As âr metrics have been explicitly connected to natal dispersal (Rousset 1997, 2000), a linear model was applied to semi-linearized distance matrices. No transformation was applied to genetic distances, âr being an analogue of FST / (1- FST), whereas a logarithmic transformation was applied to Euclidean distances (Rousset 1997, 2000). Neighborhood size (Ns) was computed from this linear model according to the inverse of the slope coefficient (b) that we used to quantify the variance of the axial dispersal distance (σ2) according to σ2 = 2 / (b × 4Dπ) (Rousset 1997, 2000). However, this calculation required prior information about population density (D), which is currently unknown at the study site. So, we chose to use a proxy of D, to which we applied several multiplier coefficients: D × 1, 2, 4, 10, 20, and 75 (pers. com. Robledo-Arnuncio; Dupont et al. 2015). These coefficients were chosen to range between (i) the minimum D value (i.e. the total number of individuals found during our field survey divided by the extent of the study site), assuming that we captured all individuals inhabiting on our study site, and (ii) the maximum value (75D) corresponding to three individuals per hectare (21,000/70 km2), which was observed in a more optimal subalpine environment (Neumeyer 1987). Lastly, we took the effect of short Euclidean distances into account (Rousset 2000): all pairs of individuals closer than the distance σ1 computed from the complete linear model were removed before extracting σ2 from the new model.
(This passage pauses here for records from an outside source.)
PR #248, opened 2022-09-30
Add capella types and endpoints.

mcdee:
Update existing types to capella spec, use them where appropriate (blocks, execution payloads).

Add `BLSToExecutionChange` type and related types and endpoints.

Spec references point to master at current, will change once a tagged capella release is made.

### DIFF
--- a/apis/eventstream/index.yaml
+++ b/apis/eventstream/index.yaml
@@ -26,6 +26,7 @@ get:
             - block
             - attestation
             - voluntary_exit
+            - bls_to_execution_change
             - finalized_checkpoint
             - chain_reorg
             - contribution_and_proof
@@ -58,6 +59,11 @@ get:
               value: |
                 event: voluntary_exit
                 data: {"message":{"epoch":"1", "validator_index":"1"}, "signature":"0x1b66ac1fb663c9bc59509846d6ec05345bd908eda73e670af888da41af171505cc411d61252fb6cb3fa0017b679f8bb2305b26a285fa2737f175668d0dff91cc1b66ac1fb663c9bc59509846d6ec05345bd908eda73e670af888da41af171505"}
+            bls_to_execution_change:
+              description: The node has received a BLS to execution change (from P2P or API)
+              value: |
+                event: bls_to_execution_change
+                data: {"message":{"validator_index":"1", "from_bls_pubkey":"0x933ad9491b62059dd065b560d256d8957a8c402cc6e8d8ee7290ae11e8f7329267a8811c397529dac52ae1342ba58c95", "to_execution_address":"0x9be8d619c56699667c1fedcd15f6b14d8B067f72"}, "signature":"0x1b66ac1fb663c9bc59509846d6ec05345bd908eda73e670af888da41af171505cc411d61252fb6cb3fa0017b679f8bb2305b26a285fa2737f175668d0dff91cc1b66ac1fb663c9bc59509846d6ec05345bd908eda73e670af888da41af171505"}
             finalized_checkpoint:
               description: Finalized checkpoint has been updated
               value: |
--- a/types/bls_to_execution_change.yaml
+++ b/types/bls_to_execution_change.yaml
@@ -1,0 +1,23 @@
+BLSToExecutionChange:
+  type: object
+  description: "The [`BLSToExecutionChange`](https://github.com/ethereum/consensus-specs/blob/master/specs/capella/beacon-chain.md#blstoexecutionchange) object from the CL spec."
+  properties:
+    validator_index:
+      $ref: "./primitive.yaml#/Uint64"
+      description: "Index of the validator for which credentials will be changed."
+    from_bls_pubkey:
+      $ref: "./primitive.yaml#/Pubkey"
+      description: "Public key of existing credentials."
+    to_execution_address:
+      $ref: "./primitive.yaml#/ExecutionAddress"
+      description: "Execution address to which the credentials will be changed."
+
+SignedBLSToExecutionChange:
+  type: object
+  description: "The [`SignedBLSToExecutionChange`](https://github.com/ethereum/consensus-specs/blob/master/specs/capella/beacon-chain.md#signedblstoexecutionchange) object from the CL spec."
+  properties:
+    message:
+      $ref: "#/BLSToExecutionChange"
+    signature:
+      $ref: './primitive.yaml#/Signature'
+
--- a/types/capella/block.yaml
+++ b/types/capella/block.yaml
@@ -42,6 +42,10 @@ Capella:
         properties:
           execution_payload:
             $ref: './execution_payload.yaml#/Capella/ExecutionPayload'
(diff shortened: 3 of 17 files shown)


dapplion (dismissed):

types/capella/withdrawals.yaml
```diff
@@ -0,0 +1,7 @@
+Capella:
+  Withdrawals:
+      type: array
+      items:
+        allOf:
+          - $ref: '../withdrawal.yaml#/Withdrawal'
```
rolfyone, line 6: should be able to be just a ref? not sure we need `allOf` if we're not overriding anything...

types/capella/state.yaml
```diff
@@ -0,0 +1,109 @@
...
+        items:
+          allOf:
+            - $ref: '../validator.yaml#/Validator'
+      balances:
+        type: array
+        description: "Validator balances in gwei"
+        maxItems: 1099511627776
+        items:
+          allOf:
+            - $ref: '../primitive.yaml#/Uint64'
```
rolfyone, line 58: found a concrete example of not using allOf:
```
      items:
        $ref: '../primitive.yaml#/Uint64'
```

rolfyone: I haven't put comments everywhere, but at least this is the idea...

types/capella/withdrawals.yaml
mcdee: Removed where applicable.

types/capella/state.yaml
mcdee: Thanks, updated,

apis/eventstream/index.yaml
```diff
@@ -60,6 +61,11 @@ get:
               value: |
                 event: voluntary_exit
                 data: {"message":{"epoch":"1", "validator_index":"1"}, "signature":"0x1b66ac1fb663c9bc59509846d6ec05345bd908eda73e670af888da41af171505cc411d61252fb6cb3fa0017b679f8bb2305b26a285fa2737f175668d0dff91cc1b66ac1fb663c9bc59509846d6ec05345bd908eda73e670af888da41af171505"}
+            bls_to_execution_change:
+              description: The node has received a BLS to execution change (from P2P or API)
+              value: |
+                event: bls_to_execution_change
+                data: {"message":{"validator_index":"1", "from_bls_pubkey":"0x933ad9491b62059dd065b560d256d8957a8c402cc6e8d8ee7290ae11e8f7329267a8811c397529dac52ae1342ba58c95", "to_execution_address":"0x9be8d619c56699667c1fedcd15f6b14d8B067f72"}, "signature":"0x1b66ac1fb663c9bc59509846d6ec05345bd908eda73e670af888da41af171505cc411d61252fb6cb3fa0017b679f8bb2305b26a285fa2737f175668d0dff91cc1b66ac1fb663c9bc59509846d6ec05345bd908eda73e670af888da41af171505"}
```
rolfyone, line 68: not sure we would actually need these in event stream?

types/bls_to_execution_change.yaml
```diff
@@ -0,0 +1,23 @@
...
+    from_bls_pubkey:
+      $ref: "./primitive.yaml#/Pubkey"
+      description: "Public key of existing credentials."
+    to_execution_address:
+      $ref: "./primitive.yaml#/ExecutionAddress"
+      description: "Execution address to which the credentials will be changed."
+
+SignedBLSToExecutionChange:
+  type: object
+  description: "The [`SignedBLSToExecutionChange`](https://github.com/ethereum/consensus-specs/blob/master/specs/capella/beacon-chain.md#signedblstoexecutionchange) object from the CL spec."
```
rolfyone, line 17: might be worth mentioning this is signed with the Withdrawal key, rather than the validator key?

types/capella/block.yaml
```diff
@@ -0,0 +1,89 @@
...
+        type: array
+        items:
+          $ref: '../voluntary_exit.yaml#/SignedVoluntaryExit'
+      sync_aggregate:
+        $ref: '../altair/sync_aggregate.yaml#/Altair/SyncAggregate'
+
+  BeaconBlockBody:
+    allOf:
+      - $ref: '#/Capella/BeaconBlockBodyCommon'
+      - type: object
```
rolfyone, line 41: block body would get a `bls_to_execution_changes` added...

apis/eventstream/index.yaml
mcdee: The work here follows that of voluntary exits, which are in the event stream.  Given their low volume it's probably better to have them available than not.

types/bls_to_execution_change.yaml
mcdee: Shouldn't that be in the spec rather than in the API documentation?  We're just following the spec, after all.

types/withdrawal.yaml
```diff
@@ -0,0 +1,12 @@
+Withdrawal:
+  type: object
+  properties:
+    index:
```
rolfyone, line 4: it looks like the current spec also has `validator_index` here 
https://github.com/ethereum/consensus-specs/blob/dev/specs/capella/beacon-chain.md#withdrawal

types/bls_to_execution_change.yaml
rolfyone: sure, just wondering if its useful context to someone trying to consume the api doc

types/withdrawal.yaml
mcdee: Added; thanks.

apis/eventstream/index.yaml
rolfyone: fair enough..

types/capella/block.yaml
rolfyone: sorry should have added reference https://github.com/ethereum/consensus-specs/blob/dev/specs/capella/beacon-chain.md#beaconblockbody

mcdee: Added; thanks.

types/bls_to_execution_change.yaml
mcdee: Unsure, to be honest.  We don't specify this type of information anywhere else, but then this is somewhat an exception when compared to the other validator signatures.

I'm coming down on the side of having it just in the spec, because as a rule I don't like to have things defined in multiple places.  But it's not a strong preference.

rolfyone (approved):
LGTM

types/bls_to_execution_change.yaml
rolfyone: yep that's fair, if we get repeated issues we can clarify...

apis/eventstream/index.yaml
potuz: I know this is merged already, but I don't think having this in the event stream is a good idea, we will see a flood of these right at the fork

rolfyone: I'm not sure who's likely to look at them to be honest, but it's consistent...

I'm not against removing them...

Genetic spatial autocorrelation

Spatial autocorrelation analyses (Oden and Sokal 1986; Sokal 1986) were carried out with Mantel correlograms from all individuals and separately for each sex. We used this approach because it can detect a pattern of spatial autocorrelation under IBD conditions (Borcard et al. 2011; Borcard and Legendre 2012; Legendre and Legendre 2012). Positive spatial autocorrelation is then expected for the first distance classes, but only considered significant if its previous values were also significant (Legendre and Legendre 2012). Correlograms were implemented with several distance steps (100 m, 200 m, 250 m, 300 m, 400 m and 500 m) chosen from field observations (distances between captures-recaptures of some individuals). However, we will only detail the correlogram providing the best trade-off between a minimum size of distance class and the number of pairwise values within each distance class in the Results section (Banks and Peakall 2012). Other distance steps are available in the Supporting Information (See Fig. S3 to Fig. S7 in the Supporting Information). Each correlogram was parameterized with a cut-off (i.e. limited to the first half of the existing distance classes) and 10,000 permutations with Holm’s correction to test the significance for each distance class using the vegan R package. The mantel.correlog function was implemented to carry out restricted permutations with unbalanced blocks. Moreover, 95% confidence intervals were implemented by bootstrapping with 1,000 replicates of the Mantel statistic for each distance class using the boot R package (Davison and Hinkley 1997; Canty and Ripley 2017).

Test of sex-biased dispersal

Inter-individual genetic distances measured with ar were used to determine the relative gene flow level within each sex. Comparisons were carried out at several spatial scales. For each of them, only the ar of individuals closest to a threshold distance were used. Several threshold distances were defined up to 3,000 m according to the distance step used for the best correlogram (see above and Results sections). In the first spatial scales, individuals of the farther dispersing sex (Ds) are less likely to remain in the vicinity of their relatives than individuals of the more philopatric sex (Ps). As a consequence, we expected a mean pairwise genetic differentiation to be higher between Ds (males V. berus) than between those of Ps (female V. berus). At broader spatial scales, we expected these differences to cancel out because a higher gene flow within the Ds should lead to a homogenization of genotypes at our study site.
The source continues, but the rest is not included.